Photo-fabrication, which is currently in vogue for a precision microfabrication technique, is the generic name for techniques in which various precision parts such as semiconductor packages are manufactured by applying a photosensitive resin composition to the surface of a material to be processed to form a coating film, patterning the coating film by photolithographic techniques, and performing electroforming, which generally involves chemical etching, electrolytic etching, and/or electroplating, using the patterned coating film as a mask.
Known conventional photo-acid generators for use in curing cationically polymerizable compounds such as epoxy compounds by the action of active energy rays such as light, electron beams, or X-rays include triarylsulfonium salts (Patent Document 1), phenacylsulfonium salts having a naphthalene skeleton (Patent Document 2), dialkylbenzylsulfonium salts (Patent Document 3), and sulfonium salts having an introduced thioxanthone skeleton (Patent Document 4).
At present, the i-line with a wavelength of 365 nm is widely used as exposure light in photolithographic processes using photoresists. Some reasons for this are that medium- or high-pressure mercury lamps, which are available as irradiation light sources at a low cost and have high emission intensity, can be used, and LED lamps having an emission wavelength in the i-line region (360 nm to 390 nm) are currently becoming widespread. It is therefore considered that a need for photo-acid generators having high sensitivity to the i-line will further increase in the future.
However, some existing photo-acid generators such as triarylsulfonium salts (Patent Document 1), phenacylsulfonium salts having a naphthalene skeleton (Patent Document 2), and dialkylbenzylsulfonium salts (Patent Document 3) have low sensitivity to the i-line and therefore need to be used in combination with a sensitizer so that the sensitivity can be increased. Sulfonium salts having an introduced thioxanthone skeleton (Patent Document 4) also have a problem that their i-line absorbance is too high so that light may fail to reach a deep portion at the time of curing a thick film, which causes curing failure.
Moreover, in recent years, as the size of electronic devices has further decreased, high-density packaging of semiconductor packages has progressed, in which the packaging density has been increased based on multi-pin thin film packaging or package downsizing, or two- or three-dimensional packaging techniques using flip-chip method. Connection terminals formed by such high-density packaging techniques include projecting electrodes (mounted terminals) such as bumps projecting on packages; and metal posts for connecting mounted terminals to rewiring parts extending from peripheral terminals on a wafer, which are placed with high precision on a substrate.

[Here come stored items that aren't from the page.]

PR #248, opened 2023-09-09
EE/DLe/Librosa-Pipeline

dlees27:
A Pipeline that uses librosa instead of Matplot lib

### DIFF
--- a/src/Prototypes/engine/pipline_librosa.py
+++ b/src/Prototypes/engine/pipline_librosa.py
@@ -1,0 +1,74 @@
+# -*- coding: utf-8 -*-
+"""
+Created on Mon Aug 28 13:39:33 2023
+
+@author: User
+"""
+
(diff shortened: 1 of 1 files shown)


mic-0-hal (changes requested):
Can you pease add a readme file to accompany this and markup the code with some more detail.
This task doesn't require trimming the audio, but displaying the audio file using librosa.
Start with the notebook I put in the trello card and work from that to grow the function in there.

Materials for use in such high-precision photo-fabrication include positive photosensitive resin compositions containing a naphthoquinonediazide group-containing compound (see Patent Document 5). However, such materials have a problem that they have low sensitivity to the i-line (365 nm), which is an exposure light source generally used in photolithographic processes.
A chemically amplified positive resist composition in which an oxime sulfonate compound is used as an acid generator is proposed as a photosensitive resin composition for reducing the above problem (see Patent Document 6). When this composition is irradiated with (exposed to) radiations, an acid is generated from the photo-acid generator, and heat treatment after the exposure facilitates the diffusion of the acid and the acid-catalyzed reaction, so that the base resin in the resin composition undergoes a change in solubility in an alkali. Such a composition is called a positive photoresist, because the base resin, which is insoluble in alkali before the exposure, is made alkali-soluble. However, this resist composition has low storage stability and therefore needs complicated storage-temperature control and has a practical problem.
There are also known chemically amplified positive resist compositions in which a triarylsulfonium salt compound is used as a photo-acid generator (Non-Patent Documents 1 and 2 and Patent Documents 7 and 8). Although they have high storage stability, they are not considered to have sufficient sensitivity to the i-line.
Conventionally, polyimide-based resins, which are excellent in heat resistance, mechanical properties, and the like, have been widely used to form surface protecting films, interlayer dielectric films, and others for use in semiconductor devices in electronics.
There are also proposed various photosensitive polyimide-based resins having photosensitivity for an improvement in the precision of film formation by high integration of semiconductor devices (Patent Documents 9, 10, and 11).
Such compositions need a cyclization process in which heat treatment is performed at high temperature for imidization, and therefore, film loss may occur after curing, or process conditions such as temperature control conditions are complicated.
To reduce such problems, there are also proposed photosensitive resin compositions produced with an alkali-soluble resin having a phenolic hydroxyl group (Patent Documents 12 and 13).
Such compositions are negative photoresist compositions, in which an acid is generated from a photo-acid generator by exposure to light and facilitates the reaction between a crosslinking agent and a base resin so that the resin becomes insoluble in a developing solution. However, such compositions contain a triazine-type photo-acid generator and therefore have a problem that the acid generated from the triazine-based photo-acid generator is hydrochloric or hydrobromic acid, which is volatile and pollutes facilities.
Conventional sulfonium salt-based photo-acid generators also have a problem that they have low sensitivity to the i-line (365 nm) which is an exposure light source generally used in photolithographic processes.